▸ Exercise instructions
Filter this material down to the lines that contain the string "BloomExe", and return those lines.

= Beginning of Section =

PR #7147, opened 2025-06-06
BL-14659 disable the Choose Layout menu item for pages with activities

nabalone:
This change is [Reviewable](https://reviewable.io/reviews/BloomBooks/BloomDesktop/7147)

### DIFF
--- a/src/BloomBrowserUI/bookEdit/js/origami.ts
+++ b/src/BloomBrowserUI/bookEdit/js/origami.ts
@@ -333,6 +333,8 @@ function getSplitPaneComponentInner() {
 function getAbovePageControlContainer(): JQuery {
     // for dragActivities we don't want the origami control, but we still make the
     // wrapper so that the dragActivity can put a different control in it.
+    // Note: We also have to disable the Choose Different layout option in
+    // the right click menu, in PageListView.cs
     if (
         document
             .getElementsByClassName("bloom-page")[0]
--- a/src/BloomExe/Edit/PageListView.cs
+++ b/src/BloomExe/Edit/PageListView.cs
@@ -137,7 +137,14 @@ namespace Bloom.Edit
                         "EditTab.ChooseLayoutButton",
                         "Choose Different Layout"
                     ),
-                    EnableFunction = (page) => page != null && !page.Required,
+                    // We don't want to allow layout changes for game pages (except Widget pages).
+                    // Note: we also have to disable the Change Layout switch, in origami.ts
+                    EnableFunction = (page) =>
+                        page != null
+                        && !page.Required
+                        && !page.GetDivNodeForThisPage()
+                            .GetAttribute("data-tool-id")
+                            .Equals("game"),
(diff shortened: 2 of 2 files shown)


andrew-polk (changes requested):
> *[Reviewable](https://reviewable.io/reviews/BloomBooks/BloomDesktop/7147)* status: all files reviewed, 1 unresolved discussion (waiting on @nabalone)

___
*[`src/BloomExe/Edit/PageListView.cs` line 143 at r1](https://reviewable.io/reviews/BloomBooks/BloomDesktop/7147#-OS4wk290zYVxlCbEXyQ:-OS4wk2A7XwXiNS5qOGp:b-bapshw) ([raw file](https://github.com/BloomBooks/BloomDesktop/blob/1a65e8a20f694e694f547b8dd10f50e4b47604a7/src/BloomExe/Edit/PageListView.cs#L143)):*
> ```Smalltalk
>                         page != null
>                         && !page.Required
>                         && !page.GetDivNodeForThisPage().HasAttribute("data-activity"),
> ```

Rightly or wrongly, we currently allow change layout in all versions for widgets.
In fact, we allow the origami (Change Layout) control, and in Change Layout mode, the user can add a widget.

If I understand correctly, this will turn off this item for widget pages, too. 
Unless I'm missing something, I think we want the same logic to turn this off as to turn off the "Change Layout" switch.
That's in origami.ts and is currently `getAttribute("data-tool-id") === "game"`.
May not be worth trying to share any code, but at least a comment in both places is probably warranted.

Let me know if I'm missing something.

andrew-polk:
*[`src/BloomExe/Edit/PageListView.cs` line 143 at r1](https://reviewable.io/reviews/BloomBooks/BloomDesktop/7147#-OS4wk290zYVxlCbEXyQ:-OS4xtNPCHNUQdQV29PH:bw25zt2) ([raw file](https://github.com/BloomBooks/BloomDesktop/blob/1a65e8a20f694e694f547b8dd10f50e4b47604a7/src/BloomExe/Edit/PageListView.cs#L143)):*

Rightly or wrongly, we currently allow change layout in all versions for widgets.
In fact, we allow the origami (Change Layout) control, and in Change Layout mode, the user can add a widget.

If I understand correctly, this will turn off this item for widget pages, too. 
Unless I'm missing something, I think we want the same logic to turn this off as to turn off the "Change Layout" switch.
That's in origami.ts and is currently `getAttribute("data-tool-id") === "game"`.
May not be worth trying to share any code, but at least a comment in both places is probably warranted.

Let me know if I'm missing something.
</blockquote></details>

Hm. I see now that your testing note on the card says it should still work for widget pages, so I guess I *am* missing something.

So I guess we at least need some code comments.

andrew-polk (approved):
> *[Reviewable](https://reviewable.io/reviews/BloomBooks/BloomDesktop/7147)* status: <span>:shipit:</span> complete! all files reviewed, all discussions resolved (waiting on @nabalone)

= End of Section =

▸ Completed exercise
--- a/src/BloomExe/Edit/PageListView.cs
+++ b/src/BloomExe/Edit/PageListView.cs
*[`src/BloomExe/Edit/PageListView.cs` line 143 at r1](https://reviewable.io/reviews/BloomBooks/BloomDesktop/7147#-OS4wk290zYVxlCbEXyQ:-OS4wk2A7XwXiNS5qOGp:b-bapshw) ([raw file](https://github.com/BloomBooks/BloomDesktop/blob/1a65e8a20f694e694f547b8dd10f50e4b47604a7/src/BloomExe/Edit/PageListView.cs#L143)):*
*[`src/BloomExe/Edit/PageListView.cs` line 143 at r1](https://reviewable.io/reviews/BloomBooks/BloomDesktop/7147#-OS4wk290zYVxlCbEXyQ:-OS4xtNPCHNUQdQV29PH:bw25zt2) ([raw file](https://github.com/BloomBooks/BloomDesktop/blob/1a65e8a20f694e694f547b8dd10f50e4b47604a7/src/BloomExe/Edit/PageListView.cs#L143)):*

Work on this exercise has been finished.